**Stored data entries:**
============================================================
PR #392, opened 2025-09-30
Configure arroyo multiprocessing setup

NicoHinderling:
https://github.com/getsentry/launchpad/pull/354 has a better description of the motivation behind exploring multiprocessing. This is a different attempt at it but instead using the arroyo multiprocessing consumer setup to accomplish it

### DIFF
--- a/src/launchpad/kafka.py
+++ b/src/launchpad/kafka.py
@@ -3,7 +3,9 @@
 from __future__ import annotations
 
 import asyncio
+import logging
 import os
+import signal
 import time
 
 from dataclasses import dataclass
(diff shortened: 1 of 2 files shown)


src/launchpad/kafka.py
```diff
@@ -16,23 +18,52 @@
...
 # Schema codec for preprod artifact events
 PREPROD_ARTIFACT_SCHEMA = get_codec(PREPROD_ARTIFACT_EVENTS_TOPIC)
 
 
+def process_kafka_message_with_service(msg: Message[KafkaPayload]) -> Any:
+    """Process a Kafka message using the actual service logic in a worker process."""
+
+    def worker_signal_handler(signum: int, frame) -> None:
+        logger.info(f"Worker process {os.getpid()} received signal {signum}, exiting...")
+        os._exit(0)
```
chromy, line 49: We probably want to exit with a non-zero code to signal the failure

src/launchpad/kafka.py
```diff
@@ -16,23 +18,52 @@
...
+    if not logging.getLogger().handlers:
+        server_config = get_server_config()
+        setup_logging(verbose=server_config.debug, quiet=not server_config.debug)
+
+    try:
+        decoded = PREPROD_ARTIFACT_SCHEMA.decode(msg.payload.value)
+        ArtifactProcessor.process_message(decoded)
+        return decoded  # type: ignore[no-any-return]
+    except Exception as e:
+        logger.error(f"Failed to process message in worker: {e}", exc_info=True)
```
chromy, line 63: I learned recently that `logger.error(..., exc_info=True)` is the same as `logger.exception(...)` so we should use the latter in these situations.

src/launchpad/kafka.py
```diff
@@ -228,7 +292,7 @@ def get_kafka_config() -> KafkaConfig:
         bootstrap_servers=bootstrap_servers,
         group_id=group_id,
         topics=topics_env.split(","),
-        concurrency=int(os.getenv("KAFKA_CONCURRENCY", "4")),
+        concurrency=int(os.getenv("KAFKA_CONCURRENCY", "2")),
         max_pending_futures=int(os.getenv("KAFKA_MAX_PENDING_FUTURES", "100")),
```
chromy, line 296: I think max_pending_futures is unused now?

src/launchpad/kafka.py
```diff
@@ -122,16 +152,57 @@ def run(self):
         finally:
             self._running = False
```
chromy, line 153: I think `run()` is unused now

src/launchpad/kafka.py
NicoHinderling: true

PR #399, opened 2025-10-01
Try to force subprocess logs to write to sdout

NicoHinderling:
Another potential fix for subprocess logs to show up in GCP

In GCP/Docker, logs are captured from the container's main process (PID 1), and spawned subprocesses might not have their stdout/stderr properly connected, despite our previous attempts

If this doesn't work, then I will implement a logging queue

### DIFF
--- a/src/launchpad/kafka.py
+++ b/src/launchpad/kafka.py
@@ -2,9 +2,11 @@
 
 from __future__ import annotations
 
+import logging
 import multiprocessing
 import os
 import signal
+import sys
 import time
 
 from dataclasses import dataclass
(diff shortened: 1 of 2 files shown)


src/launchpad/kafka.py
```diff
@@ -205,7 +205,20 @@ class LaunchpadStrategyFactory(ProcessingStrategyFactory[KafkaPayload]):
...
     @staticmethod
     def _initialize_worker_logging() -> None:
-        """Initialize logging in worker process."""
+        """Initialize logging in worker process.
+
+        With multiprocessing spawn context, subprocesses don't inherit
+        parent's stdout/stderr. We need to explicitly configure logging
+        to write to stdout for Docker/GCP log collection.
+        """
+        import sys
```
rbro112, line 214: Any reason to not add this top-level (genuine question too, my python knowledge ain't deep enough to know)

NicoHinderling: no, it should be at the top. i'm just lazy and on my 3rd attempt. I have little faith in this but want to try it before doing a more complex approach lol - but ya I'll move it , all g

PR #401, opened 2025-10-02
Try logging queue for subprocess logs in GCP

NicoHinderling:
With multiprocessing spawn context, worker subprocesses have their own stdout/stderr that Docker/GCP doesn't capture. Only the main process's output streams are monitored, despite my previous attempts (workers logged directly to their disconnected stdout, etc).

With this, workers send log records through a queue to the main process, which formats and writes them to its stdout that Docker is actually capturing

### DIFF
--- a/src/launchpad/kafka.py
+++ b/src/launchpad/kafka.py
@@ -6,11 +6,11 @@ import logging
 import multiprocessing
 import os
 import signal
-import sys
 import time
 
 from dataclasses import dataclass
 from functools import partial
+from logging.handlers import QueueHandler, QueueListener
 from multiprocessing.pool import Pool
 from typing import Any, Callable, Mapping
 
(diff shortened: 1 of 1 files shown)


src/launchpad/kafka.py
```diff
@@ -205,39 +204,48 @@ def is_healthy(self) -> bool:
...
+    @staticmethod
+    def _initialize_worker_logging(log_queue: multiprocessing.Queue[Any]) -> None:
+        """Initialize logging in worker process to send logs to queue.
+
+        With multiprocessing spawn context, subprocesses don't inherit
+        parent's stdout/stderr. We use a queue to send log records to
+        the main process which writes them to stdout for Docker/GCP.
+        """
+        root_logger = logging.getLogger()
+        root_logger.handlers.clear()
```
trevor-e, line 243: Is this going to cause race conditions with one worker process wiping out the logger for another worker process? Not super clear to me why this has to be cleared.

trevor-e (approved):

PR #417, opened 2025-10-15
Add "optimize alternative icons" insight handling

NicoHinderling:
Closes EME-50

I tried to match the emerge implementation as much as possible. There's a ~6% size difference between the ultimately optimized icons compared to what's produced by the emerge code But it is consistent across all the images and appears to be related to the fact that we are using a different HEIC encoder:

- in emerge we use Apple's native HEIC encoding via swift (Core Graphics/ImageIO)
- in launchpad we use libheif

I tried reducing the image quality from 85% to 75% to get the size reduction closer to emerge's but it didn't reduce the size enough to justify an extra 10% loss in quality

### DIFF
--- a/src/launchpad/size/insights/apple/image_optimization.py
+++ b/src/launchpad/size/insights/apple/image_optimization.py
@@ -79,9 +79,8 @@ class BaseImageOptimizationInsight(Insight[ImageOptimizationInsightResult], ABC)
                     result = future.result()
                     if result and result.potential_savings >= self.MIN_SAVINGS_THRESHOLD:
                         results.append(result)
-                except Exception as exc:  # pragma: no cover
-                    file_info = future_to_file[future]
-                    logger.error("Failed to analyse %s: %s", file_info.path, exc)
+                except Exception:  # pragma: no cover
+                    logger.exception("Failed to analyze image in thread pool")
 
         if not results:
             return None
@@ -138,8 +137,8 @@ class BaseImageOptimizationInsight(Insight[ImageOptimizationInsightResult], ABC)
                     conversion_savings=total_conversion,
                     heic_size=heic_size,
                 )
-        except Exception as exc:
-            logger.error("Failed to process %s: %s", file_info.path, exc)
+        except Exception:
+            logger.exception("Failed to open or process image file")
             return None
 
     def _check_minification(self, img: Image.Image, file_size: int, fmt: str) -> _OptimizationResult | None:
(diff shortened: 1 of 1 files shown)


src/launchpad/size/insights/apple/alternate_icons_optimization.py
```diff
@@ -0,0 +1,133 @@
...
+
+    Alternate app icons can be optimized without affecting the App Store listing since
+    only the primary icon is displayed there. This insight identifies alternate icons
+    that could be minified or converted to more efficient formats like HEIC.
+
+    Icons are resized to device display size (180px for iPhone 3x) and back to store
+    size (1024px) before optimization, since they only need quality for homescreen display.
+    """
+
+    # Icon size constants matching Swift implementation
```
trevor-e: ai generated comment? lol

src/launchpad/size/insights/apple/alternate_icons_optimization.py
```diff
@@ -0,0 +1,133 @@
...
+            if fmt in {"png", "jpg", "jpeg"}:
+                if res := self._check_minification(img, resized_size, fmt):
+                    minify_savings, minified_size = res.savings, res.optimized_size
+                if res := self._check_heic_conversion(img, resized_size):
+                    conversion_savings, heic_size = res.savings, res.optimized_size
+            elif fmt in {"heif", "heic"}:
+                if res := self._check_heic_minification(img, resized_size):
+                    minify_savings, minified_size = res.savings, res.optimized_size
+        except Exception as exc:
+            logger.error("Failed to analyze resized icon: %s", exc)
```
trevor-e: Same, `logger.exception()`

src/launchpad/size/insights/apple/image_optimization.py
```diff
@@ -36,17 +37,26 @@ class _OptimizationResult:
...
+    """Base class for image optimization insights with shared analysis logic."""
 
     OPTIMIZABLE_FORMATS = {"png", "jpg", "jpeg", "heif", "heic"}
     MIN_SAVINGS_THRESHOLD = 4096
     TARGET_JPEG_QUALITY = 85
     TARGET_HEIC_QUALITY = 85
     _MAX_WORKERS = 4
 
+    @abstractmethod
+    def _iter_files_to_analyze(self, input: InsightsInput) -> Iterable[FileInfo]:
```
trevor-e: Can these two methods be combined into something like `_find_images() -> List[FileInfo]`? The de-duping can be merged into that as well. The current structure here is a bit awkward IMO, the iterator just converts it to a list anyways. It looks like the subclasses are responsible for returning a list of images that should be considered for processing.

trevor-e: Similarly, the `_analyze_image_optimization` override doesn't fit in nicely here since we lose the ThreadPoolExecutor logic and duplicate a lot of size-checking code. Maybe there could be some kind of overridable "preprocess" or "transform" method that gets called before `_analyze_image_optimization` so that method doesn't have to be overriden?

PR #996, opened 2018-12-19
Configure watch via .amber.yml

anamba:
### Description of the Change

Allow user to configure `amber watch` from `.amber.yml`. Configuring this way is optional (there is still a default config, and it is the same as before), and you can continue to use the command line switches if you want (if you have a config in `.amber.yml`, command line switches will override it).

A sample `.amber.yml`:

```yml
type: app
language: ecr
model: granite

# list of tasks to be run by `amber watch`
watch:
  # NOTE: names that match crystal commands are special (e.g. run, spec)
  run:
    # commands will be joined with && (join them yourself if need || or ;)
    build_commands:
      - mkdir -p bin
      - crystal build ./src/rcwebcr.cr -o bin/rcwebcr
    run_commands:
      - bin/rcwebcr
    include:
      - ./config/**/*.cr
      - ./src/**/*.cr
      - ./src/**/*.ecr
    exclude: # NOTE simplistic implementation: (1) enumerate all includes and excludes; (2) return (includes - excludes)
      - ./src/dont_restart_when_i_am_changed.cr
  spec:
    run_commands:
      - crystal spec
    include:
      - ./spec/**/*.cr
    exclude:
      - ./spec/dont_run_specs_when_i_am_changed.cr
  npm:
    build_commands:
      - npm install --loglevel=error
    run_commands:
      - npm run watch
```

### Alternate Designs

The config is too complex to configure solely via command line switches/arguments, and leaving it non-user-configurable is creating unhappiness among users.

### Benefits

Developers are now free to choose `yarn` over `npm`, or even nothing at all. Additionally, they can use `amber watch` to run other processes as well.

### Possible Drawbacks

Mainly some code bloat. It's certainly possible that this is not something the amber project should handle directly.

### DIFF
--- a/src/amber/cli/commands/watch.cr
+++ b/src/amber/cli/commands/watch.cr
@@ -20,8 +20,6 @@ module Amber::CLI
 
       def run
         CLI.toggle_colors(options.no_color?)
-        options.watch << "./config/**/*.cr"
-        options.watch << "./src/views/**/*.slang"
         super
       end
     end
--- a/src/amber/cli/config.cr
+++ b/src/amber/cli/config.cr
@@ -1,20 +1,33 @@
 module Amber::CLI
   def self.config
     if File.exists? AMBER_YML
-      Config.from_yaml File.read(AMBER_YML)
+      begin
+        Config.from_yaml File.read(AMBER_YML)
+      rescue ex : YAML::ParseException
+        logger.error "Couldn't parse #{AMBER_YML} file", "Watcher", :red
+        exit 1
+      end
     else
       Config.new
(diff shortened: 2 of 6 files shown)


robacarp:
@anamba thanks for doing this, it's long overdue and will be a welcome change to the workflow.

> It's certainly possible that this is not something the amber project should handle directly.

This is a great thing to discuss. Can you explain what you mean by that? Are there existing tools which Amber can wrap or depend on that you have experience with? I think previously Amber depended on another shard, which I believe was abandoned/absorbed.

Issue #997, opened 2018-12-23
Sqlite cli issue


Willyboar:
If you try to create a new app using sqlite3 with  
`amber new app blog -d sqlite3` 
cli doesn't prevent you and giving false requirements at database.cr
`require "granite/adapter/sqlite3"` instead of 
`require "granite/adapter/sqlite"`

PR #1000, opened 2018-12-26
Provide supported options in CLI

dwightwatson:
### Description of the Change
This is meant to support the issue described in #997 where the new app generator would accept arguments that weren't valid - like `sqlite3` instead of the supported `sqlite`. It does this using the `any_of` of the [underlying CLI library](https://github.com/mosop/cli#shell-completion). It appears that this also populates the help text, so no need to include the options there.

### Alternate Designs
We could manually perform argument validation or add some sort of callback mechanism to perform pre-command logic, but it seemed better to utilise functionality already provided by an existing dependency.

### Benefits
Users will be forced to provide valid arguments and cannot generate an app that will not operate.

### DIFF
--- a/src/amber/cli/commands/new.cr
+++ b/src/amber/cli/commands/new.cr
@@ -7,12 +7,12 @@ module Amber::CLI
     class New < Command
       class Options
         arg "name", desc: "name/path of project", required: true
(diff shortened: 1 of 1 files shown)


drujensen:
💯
============================================================
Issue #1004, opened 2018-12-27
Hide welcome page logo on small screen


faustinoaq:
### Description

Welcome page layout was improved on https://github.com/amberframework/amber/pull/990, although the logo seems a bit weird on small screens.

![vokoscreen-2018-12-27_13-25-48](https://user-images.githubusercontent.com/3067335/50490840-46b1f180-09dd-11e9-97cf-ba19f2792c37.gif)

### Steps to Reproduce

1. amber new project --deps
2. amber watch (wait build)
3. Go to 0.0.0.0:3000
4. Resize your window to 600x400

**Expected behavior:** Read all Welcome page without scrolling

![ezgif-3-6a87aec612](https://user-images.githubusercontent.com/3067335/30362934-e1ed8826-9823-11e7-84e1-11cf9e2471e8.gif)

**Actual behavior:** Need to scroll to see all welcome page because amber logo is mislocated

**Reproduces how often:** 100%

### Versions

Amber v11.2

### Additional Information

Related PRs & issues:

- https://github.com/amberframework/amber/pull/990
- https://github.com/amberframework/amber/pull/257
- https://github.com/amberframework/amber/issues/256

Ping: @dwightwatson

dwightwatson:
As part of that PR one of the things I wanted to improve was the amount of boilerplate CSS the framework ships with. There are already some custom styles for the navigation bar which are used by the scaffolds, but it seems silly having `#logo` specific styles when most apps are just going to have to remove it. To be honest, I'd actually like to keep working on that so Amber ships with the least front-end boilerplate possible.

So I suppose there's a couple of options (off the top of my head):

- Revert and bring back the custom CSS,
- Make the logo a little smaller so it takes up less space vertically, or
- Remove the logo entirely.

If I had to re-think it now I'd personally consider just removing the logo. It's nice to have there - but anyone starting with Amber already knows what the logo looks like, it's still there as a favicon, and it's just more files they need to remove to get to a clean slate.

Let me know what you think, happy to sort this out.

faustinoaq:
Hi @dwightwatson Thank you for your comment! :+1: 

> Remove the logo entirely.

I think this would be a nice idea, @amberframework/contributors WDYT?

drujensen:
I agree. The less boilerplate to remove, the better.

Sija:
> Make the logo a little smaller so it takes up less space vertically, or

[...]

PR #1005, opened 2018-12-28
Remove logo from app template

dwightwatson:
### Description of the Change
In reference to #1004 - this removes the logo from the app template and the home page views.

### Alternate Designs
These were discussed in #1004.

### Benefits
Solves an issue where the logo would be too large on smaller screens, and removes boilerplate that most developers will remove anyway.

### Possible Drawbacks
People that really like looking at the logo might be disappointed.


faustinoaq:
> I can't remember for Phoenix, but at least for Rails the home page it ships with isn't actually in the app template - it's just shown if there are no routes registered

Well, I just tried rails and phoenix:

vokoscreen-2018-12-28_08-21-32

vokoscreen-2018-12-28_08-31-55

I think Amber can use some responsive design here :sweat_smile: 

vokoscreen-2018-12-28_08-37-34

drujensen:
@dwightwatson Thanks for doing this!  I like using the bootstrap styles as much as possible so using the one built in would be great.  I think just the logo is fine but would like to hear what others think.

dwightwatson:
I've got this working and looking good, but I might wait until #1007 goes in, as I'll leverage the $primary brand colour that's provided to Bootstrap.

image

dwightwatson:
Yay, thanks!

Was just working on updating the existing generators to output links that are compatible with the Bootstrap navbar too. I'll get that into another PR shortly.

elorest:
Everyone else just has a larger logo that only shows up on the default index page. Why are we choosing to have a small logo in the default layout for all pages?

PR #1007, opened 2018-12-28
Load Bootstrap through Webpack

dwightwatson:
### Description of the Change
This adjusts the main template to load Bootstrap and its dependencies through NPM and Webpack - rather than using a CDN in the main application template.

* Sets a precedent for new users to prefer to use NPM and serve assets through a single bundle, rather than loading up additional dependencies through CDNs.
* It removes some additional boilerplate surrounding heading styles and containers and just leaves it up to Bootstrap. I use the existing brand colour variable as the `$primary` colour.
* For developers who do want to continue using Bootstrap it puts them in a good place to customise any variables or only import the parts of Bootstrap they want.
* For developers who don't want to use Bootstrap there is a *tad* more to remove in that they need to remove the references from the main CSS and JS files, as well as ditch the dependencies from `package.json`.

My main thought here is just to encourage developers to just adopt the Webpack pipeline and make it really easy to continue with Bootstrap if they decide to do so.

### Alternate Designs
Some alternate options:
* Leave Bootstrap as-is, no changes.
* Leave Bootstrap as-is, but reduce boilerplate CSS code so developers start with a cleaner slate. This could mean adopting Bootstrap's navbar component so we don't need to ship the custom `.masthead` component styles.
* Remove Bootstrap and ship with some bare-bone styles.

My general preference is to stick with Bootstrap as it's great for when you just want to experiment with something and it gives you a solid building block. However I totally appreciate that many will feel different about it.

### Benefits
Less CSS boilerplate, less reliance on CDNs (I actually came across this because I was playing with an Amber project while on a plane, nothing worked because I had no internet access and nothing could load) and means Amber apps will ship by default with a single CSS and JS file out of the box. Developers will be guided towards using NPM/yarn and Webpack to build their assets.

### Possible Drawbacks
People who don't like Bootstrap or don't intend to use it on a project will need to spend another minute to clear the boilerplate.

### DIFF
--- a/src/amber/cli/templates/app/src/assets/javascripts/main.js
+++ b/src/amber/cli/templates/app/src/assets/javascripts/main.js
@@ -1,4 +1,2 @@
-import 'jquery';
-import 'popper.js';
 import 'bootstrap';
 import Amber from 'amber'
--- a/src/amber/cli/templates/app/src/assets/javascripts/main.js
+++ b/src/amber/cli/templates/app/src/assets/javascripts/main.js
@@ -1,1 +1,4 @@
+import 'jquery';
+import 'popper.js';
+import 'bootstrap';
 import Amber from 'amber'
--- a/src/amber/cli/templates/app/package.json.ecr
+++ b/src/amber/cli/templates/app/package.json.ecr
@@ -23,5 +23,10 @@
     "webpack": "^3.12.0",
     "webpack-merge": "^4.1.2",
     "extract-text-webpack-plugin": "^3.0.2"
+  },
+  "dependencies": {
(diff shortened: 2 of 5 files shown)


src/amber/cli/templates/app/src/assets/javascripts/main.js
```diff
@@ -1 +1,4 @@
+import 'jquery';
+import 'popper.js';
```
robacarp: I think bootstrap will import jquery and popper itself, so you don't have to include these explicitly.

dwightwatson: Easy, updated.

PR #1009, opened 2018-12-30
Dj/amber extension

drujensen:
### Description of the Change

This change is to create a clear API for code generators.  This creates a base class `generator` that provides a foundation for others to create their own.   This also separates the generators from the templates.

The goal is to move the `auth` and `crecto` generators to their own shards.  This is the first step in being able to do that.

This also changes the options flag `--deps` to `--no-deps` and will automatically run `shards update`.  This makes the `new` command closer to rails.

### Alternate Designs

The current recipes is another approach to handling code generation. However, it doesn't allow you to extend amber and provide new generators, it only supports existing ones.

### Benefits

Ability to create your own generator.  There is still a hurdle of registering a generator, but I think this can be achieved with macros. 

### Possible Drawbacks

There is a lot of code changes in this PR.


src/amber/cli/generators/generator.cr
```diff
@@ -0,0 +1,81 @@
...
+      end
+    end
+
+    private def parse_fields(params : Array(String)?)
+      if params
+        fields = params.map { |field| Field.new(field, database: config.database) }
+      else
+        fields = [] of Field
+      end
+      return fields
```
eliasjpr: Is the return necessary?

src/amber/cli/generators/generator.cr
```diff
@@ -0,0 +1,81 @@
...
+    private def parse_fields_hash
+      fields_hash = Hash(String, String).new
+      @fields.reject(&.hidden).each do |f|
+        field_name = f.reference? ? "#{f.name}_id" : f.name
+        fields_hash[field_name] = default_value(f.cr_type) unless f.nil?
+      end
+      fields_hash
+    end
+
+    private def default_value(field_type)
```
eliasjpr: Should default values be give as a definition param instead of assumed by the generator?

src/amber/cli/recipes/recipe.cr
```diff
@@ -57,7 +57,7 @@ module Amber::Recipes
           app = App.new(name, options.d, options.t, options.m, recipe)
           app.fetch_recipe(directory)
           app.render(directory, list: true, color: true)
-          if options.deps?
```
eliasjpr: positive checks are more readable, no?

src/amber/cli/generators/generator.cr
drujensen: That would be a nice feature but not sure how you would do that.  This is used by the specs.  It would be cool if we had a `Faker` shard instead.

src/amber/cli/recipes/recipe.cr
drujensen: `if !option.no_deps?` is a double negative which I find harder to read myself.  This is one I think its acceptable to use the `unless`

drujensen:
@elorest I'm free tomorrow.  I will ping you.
============================================================
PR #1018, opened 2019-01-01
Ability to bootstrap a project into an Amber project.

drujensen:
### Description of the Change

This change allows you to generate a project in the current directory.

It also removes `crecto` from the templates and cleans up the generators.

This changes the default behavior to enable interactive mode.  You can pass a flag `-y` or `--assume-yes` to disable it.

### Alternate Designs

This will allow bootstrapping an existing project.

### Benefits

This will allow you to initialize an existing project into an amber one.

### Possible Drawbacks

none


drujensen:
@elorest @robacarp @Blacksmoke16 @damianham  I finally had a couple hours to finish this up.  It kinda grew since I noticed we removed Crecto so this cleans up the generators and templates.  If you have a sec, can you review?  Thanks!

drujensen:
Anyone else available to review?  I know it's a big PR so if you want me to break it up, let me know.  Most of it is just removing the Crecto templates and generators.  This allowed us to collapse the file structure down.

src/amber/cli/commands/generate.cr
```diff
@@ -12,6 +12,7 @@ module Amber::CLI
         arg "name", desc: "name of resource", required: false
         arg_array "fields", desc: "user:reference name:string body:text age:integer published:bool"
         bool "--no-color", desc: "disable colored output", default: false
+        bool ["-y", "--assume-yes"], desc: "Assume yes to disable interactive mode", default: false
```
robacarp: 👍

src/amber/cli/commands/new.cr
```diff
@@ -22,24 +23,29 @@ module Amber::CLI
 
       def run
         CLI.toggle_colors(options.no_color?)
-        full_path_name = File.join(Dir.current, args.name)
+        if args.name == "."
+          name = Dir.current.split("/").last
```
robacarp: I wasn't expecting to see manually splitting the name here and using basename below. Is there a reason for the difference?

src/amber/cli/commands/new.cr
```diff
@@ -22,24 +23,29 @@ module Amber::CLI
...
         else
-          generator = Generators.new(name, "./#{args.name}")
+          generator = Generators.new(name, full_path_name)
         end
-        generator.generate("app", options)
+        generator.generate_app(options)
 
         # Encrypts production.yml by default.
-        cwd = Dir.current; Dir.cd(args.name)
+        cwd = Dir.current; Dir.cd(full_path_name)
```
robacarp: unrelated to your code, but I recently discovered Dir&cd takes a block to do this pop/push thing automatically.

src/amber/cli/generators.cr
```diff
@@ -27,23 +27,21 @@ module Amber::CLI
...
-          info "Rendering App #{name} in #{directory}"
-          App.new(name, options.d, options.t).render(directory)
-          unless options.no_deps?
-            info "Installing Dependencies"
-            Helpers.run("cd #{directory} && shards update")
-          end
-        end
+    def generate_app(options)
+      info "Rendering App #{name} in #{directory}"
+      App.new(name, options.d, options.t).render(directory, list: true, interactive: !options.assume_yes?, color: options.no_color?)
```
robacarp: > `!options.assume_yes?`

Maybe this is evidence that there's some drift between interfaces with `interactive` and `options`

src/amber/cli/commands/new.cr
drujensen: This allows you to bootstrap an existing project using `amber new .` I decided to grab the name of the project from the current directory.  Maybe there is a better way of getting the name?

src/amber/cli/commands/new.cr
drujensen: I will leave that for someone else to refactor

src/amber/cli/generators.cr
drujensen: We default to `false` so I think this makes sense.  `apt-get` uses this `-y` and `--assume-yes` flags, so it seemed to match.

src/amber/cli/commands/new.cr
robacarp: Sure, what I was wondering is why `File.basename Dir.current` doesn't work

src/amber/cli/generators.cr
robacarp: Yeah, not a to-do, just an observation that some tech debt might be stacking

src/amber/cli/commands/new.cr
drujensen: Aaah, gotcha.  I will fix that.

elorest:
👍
============================================================
**WHAT THE TASK REQUIRES:** Whenever the string "Ability" turns up in a line of the data, copy that line.

**RESPONSE AREA:**
Ability to create your own generator.  There is still a hurdle of registering a generator, but I think this can be achieved with macros. 
Ability to bootstrap a project into an Amber project.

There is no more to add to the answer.